• Activity
Return each line of the records below that contains the word "understanding".

· · · ·

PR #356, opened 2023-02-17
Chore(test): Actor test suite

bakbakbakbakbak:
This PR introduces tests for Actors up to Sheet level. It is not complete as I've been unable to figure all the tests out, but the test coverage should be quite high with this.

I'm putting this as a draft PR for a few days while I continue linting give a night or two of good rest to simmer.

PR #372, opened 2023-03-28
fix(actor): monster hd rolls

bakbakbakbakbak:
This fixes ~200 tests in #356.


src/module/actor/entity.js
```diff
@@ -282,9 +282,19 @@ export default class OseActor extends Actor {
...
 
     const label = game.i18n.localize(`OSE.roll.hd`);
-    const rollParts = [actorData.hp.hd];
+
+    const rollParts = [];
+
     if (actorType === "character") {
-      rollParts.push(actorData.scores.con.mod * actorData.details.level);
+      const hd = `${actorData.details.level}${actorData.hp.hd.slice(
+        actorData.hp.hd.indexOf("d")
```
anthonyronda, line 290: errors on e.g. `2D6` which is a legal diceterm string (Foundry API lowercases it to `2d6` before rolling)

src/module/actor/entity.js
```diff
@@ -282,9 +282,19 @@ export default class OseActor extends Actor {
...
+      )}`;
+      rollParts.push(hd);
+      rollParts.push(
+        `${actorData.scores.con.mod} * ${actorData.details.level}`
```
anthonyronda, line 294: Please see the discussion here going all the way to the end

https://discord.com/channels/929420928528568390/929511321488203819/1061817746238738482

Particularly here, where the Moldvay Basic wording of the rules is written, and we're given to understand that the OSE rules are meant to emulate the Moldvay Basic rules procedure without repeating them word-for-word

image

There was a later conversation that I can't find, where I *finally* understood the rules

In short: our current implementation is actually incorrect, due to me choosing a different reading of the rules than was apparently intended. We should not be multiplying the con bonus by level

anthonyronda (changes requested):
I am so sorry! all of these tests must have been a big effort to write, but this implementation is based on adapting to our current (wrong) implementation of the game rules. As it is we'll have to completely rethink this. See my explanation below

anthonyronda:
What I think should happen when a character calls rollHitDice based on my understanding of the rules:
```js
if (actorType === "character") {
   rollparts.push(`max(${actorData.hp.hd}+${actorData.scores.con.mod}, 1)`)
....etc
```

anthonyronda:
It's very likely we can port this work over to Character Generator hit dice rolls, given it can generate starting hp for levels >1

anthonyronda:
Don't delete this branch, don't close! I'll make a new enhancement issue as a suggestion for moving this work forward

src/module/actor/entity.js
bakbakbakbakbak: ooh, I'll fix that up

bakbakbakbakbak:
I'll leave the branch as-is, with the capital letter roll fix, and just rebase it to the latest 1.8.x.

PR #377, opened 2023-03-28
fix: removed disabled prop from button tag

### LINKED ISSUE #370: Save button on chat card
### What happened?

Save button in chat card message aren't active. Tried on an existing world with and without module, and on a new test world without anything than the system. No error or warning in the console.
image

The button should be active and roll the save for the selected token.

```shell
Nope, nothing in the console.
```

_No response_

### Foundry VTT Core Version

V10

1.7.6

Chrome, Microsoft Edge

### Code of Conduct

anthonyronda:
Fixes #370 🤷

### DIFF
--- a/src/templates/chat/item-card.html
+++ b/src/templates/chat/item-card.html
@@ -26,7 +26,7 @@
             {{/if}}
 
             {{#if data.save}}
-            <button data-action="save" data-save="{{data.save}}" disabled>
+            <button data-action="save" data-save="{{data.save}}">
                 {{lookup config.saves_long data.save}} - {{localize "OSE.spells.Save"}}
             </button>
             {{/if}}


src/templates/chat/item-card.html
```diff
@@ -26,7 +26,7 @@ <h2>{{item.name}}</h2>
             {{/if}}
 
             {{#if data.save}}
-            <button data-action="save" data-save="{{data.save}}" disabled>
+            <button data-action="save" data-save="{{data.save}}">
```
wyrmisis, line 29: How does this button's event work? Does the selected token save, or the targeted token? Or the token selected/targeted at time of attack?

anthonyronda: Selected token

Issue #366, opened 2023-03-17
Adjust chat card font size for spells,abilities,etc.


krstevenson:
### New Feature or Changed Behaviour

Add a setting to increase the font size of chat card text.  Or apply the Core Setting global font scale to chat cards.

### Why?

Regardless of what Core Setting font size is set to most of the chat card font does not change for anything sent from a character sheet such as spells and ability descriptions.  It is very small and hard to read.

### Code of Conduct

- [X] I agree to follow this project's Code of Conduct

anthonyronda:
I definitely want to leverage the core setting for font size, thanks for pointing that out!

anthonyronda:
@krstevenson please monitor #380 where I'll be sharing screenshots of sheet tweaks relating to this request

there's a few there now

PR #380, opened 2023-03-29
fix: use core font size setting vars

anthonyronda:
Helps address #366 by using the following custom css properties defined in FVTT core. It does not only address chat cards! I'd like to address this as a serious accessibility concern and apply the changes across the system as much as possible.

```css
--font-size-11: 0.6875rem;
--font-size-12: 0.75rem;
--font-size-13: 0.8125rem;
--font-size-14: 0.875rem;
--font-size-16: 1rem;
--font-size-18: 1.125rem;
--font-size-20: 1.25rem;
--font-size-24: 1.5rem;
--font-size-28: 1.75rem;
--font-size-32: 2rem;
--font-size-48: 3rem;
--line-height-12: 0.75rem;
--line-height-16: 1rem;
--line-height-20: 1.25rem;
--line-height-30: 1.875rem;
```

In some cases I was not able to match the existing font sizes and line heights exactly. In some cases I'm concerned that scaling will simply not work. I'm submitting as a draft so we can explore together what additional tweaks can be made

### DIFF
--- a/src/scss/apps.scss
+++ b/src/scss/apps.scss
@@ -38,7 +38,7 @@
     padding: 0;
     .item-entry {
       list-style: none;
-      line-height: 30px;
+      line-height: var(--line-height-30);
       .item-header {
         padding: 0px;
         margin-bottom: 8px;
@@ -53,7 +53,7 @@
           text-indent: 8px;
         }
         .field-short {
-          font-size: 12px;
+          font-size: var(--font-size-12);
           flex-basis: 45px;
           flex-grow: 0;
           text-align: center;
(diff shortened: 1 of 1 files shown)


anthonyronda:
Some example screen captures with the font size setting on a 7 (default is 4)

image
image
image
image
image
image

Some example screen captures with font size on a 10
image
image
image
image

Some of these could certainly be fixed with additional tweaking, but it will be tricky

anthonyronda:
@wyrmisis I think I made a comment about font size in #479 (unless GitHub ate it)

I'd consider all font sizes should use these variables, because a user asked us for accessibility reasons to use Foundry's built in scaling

· · · ·

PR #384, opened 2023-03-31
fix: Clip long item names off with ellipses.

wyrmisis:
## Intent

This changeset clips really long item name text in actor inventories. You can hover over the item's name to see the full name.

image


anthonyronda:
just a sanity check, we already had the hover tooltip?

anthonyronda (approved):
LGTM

· · · ·

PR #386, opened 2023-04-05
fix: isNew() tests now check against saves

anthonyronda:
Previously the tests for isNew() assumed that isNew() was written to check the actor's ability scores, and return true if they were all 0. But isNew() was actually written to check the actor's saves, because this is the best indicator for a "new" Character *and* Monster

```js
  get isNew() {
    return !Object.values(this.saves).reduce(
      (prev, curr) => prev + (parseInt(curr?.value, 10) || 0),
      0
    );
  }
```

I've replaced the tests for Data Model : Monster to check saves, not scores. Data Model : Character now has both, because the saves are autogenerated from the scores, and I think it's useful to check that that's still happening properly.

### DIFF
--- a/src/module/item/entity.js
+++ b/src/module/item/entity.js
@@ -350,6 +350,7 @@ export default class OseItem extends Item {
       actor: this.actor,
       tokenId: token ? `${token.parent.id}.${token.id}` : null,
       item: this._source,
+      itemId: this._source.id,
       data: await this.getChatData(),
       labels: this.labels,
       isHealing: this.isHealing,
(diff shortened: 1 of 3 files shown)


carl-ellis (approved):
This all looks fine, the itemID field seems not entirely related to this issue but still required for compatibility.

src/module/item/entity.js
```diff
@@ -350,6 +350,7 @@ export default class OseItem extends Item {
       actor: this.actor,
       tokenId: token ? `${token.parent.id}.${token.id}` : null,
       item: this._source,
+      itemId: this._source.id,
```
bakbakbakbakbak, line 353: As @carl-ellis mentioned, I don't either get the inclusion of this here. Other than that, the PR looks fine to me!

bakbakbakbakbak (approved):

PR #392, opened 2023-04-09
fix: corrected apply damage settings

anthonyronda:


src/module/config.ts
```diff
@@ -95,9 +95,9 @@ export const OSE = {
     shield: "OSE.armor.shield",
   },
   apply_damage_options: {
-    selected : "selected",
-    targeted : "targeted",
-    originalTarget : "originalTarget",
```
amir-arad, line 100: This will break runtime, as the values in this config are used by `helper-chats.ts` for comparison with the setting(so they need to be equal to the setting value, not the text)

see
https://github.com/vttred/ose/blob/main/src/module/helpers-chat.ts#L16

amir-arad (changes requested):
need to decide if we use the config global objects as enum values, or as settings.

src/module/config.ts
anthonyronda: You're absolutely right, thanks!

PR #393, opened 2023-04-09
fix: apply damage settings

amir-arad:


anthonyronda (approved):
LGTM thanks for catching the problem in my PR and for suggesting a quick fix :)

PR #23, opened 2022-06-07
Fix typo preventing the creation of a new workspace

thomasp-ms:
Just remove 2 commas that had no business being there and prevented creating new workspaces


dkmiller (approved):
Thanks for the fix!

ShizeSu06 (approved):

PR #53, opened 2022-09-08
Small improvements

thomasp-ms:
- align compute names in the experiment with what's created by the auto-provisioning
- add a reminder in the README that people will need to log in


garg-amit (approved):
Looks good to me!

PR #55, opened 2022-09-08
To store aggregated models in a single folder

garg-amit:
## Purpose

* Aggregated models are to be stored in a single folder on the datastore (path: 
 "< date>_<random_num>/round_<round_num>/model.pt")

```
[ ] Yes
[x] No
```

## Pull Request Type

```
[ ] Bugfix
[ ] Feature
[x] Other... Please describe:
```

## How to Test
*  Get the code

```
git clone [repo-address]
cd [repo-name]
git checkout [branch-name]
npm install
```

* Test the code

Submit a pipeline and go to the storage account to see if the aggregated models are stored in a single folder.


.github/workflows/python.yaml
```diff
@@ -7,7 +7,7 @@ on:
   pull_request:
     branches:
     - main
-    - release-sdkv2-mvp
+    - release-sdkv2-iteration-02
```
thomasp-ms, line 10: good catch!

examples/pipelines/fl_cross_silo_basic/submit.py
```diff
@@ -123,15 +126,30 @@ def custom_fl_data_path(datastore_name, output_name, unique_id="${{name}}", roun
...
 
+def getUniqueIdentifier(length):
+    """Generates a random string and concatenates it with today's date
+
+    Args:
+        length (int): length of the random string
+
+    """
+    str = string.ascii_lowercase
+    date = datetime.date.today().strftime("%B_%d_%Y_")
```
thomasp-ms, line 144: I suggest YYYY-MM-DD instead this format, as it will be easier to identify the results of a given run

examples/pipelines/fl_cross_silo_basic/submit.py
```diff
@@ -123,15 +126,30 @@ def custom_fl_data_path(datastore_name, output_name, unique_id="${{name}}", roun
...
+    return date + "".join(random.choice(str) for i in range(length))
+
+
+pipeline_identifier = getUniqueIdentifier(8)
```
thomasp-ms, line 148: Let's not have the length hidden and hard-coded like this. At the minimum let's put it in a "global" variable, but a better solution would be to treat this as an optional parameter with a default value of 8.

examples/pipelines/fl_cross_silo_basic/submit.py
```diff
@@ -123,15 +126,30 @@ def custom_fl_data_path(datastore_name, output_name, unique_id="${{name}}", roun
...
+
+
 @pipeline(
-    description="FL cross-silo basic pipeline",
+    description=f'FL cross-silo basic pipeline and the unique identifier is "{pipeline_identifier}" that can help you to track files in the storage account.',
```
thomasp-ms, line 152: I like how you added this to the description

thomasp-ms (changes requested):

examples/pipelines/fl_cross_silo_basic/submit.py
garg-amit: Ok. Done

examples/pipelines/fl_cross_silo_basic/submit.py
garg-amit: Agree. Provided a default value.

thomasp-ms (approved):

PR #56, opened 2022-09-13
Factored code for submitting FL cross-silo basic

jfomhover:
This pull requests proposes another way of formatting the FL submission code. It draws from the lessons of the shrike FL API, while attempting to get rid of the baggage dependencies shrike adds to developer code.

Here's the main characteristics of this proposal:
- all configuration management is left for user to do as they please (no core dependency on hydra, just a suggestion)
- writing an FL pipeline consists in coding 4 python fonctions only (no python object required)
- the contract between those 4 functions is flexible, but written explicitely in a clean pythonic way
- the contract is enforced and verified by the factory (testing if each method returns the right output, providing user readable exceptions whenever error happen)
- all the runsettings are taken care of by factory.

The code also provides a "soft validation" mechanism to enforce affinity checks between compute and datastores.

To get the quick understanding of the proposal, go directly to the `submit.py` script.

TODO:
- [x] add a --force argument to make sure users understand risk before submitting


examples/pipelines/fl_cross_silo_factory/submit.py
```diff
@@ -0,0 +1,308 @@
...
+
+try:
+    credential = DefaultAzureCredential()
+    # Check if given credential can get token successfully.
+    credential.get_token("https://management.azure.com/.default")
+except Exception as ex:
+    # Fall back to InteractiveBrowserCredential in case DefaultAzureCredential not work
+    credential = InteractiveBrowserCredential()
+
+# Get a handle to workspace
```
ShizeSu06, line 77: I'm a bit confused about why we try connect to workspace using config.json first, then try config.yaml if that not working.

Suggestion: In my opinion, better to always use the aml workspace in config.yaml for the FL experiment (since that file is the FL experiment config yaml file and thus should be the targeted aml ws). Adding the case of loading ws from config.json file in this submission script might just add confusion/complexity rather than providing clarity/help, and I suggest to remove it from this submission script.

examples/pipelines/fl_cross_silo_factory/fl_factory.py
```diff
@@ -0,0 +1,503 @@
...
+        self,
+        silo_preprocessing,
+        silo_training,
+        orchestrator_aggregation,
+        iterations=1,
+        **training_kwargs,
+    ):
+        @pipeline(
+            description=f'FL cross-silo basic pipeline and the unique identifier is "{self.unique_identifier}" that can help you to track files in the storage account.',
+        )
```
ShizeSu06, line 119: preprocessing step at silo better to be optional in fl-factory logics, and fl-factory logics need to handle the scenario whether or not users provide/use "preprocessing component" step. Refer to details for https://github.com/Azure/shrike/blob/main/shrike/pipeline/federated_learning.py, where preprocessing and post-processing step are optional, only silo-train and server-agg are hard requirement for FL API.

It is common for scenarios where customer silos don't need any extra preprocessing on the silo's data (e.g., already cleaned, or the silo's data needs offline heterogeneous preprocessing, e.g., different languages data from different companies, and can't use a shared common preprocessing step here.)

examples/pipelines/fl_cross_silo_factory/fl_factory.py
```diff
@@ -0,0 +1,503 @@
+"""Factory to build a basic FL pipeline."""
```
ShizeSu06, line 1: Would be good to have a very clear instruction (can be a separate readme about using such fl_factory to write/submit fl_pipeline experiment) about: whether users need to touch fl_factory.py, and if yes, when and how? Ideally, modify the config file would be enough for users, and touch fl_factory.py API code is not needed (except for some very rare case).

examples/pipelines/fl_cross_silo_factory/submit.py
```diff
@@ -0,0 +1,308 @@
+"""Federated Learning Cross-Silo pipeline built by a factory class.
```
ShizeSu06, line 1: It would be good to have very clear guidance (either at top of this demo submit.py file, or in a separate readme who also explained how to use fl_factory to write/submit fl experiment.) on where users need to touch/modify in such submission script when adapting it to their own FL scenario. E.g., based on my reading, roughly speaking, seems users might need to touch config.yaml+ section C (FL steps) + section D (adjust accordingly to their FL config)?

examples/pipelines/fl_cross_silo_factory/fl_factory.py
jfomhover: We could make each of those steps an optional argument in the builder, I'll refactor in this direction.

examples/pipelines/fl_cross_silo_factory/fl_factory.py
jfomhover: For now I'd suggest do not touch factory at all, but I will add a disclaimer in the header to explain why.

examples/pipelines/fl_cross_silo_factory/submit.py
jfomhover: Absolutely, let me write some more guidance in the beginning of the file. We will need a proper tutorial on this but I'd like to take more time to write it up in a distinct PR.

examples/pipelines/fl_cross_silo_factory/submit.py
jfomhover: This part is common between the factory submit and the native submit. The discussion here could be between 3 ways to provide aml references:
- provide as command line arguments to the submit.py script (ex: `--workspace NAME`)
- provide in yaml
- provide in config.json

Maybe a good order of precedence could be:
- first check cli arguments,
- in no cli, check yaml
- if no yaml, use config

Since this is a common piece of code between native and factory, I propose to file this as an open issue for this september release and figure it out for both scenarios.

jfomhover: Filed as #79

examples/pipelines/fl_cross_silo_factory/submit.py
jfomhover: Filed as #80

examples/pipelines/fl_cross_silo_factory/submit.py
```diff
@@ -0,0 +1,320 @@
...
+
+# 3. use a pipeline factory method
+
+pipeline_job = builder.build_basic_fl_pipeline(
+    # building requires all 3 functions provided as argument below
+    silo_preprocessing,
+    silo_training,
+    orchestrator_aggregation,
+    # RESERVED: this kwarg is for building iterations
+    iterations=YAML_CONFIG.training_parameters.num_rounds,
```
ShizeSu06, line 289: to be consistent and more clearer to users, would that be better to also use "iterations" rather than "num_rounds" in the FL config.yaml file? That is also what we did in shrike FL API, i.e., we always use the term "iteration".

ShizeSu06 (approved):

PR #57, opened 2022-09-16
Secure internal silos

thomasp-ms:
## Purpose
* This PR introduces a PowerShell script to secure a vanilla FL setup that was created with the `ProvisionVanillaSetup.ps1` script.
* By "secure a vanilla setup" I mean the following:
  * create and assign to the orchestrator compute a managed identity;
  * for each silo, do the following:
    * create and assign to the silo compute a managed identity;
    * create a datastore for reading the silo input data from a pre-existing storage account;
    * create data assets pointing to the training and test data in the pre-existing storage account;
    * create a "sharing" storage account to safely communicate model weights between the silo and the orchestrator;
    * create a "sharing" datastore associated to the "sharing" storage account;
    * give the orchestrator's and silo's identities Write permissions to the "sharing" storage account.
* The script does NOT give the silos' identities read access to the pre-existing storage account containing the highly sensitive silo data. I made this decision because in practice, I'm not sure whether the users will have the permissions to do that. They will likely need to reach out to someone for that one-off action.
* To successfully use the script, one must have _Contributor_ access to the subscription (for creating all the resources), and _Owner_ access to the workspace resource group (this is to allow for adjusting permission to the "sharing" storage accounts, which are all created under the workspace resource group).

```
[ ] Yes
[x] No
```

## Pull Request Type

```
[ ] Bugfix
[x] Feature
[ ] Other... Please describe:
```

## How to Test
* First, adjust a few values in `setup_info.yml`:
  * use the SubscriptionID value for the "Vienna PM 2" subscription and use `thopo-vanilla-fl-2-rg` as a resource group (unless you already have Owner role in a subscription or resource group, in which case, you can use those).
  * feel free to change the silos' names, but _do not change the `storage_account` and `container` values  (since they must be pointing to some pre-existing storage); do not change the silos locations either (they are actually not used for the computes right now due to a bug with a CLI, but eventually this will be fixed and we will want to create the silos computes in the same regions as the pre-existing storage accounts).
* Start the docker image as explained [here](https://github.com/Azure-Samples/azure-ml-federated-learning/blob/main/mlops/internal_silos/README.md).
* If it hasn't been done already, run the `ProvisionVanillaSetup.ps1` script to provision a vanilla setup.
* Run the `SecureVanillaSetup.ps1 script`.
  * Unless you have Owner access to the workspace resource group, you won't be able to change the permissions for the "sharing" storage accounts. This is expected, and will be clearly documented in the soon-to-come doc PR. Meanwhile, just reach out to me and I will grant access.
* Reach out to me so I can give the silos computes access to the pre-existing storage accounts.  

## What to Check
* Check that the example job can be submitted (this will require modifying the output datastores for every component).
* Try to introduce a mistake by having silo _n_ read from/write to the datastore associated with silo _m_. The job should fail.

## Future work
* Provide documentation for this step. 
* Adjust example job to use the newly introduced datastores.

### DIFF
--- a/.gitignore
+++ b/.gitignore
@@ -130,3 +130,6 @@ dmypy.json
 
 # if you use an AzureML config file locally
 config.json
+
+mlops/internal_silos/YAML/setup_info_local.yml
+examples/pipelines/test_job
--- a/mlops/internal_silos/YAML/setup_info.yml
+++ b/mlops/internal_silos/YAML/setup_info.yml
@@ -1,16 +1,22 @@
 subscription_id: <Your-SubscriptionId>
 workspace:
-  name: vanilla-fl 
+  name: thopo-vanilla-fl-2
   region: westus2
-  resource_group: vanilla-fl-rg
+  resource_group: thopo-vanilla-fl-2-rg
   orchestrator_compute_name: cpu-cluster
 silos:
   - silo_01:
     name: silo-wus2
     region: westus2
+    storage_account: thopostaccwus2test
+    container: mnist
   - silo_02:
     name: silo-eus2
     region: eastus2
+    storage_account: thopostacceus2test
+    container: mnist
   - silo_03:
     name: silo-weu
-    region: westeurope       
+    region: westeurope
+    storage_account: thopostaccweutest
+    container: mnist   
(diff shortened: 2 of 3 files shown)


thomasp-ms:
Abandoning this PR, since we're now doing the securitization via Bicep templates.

· · · ·

• Response area
What I think should happen when a character calls rollHitDice based on my understanding of the rules:
To get the quick understanding of the proposal, go directly to the `submit.py` script.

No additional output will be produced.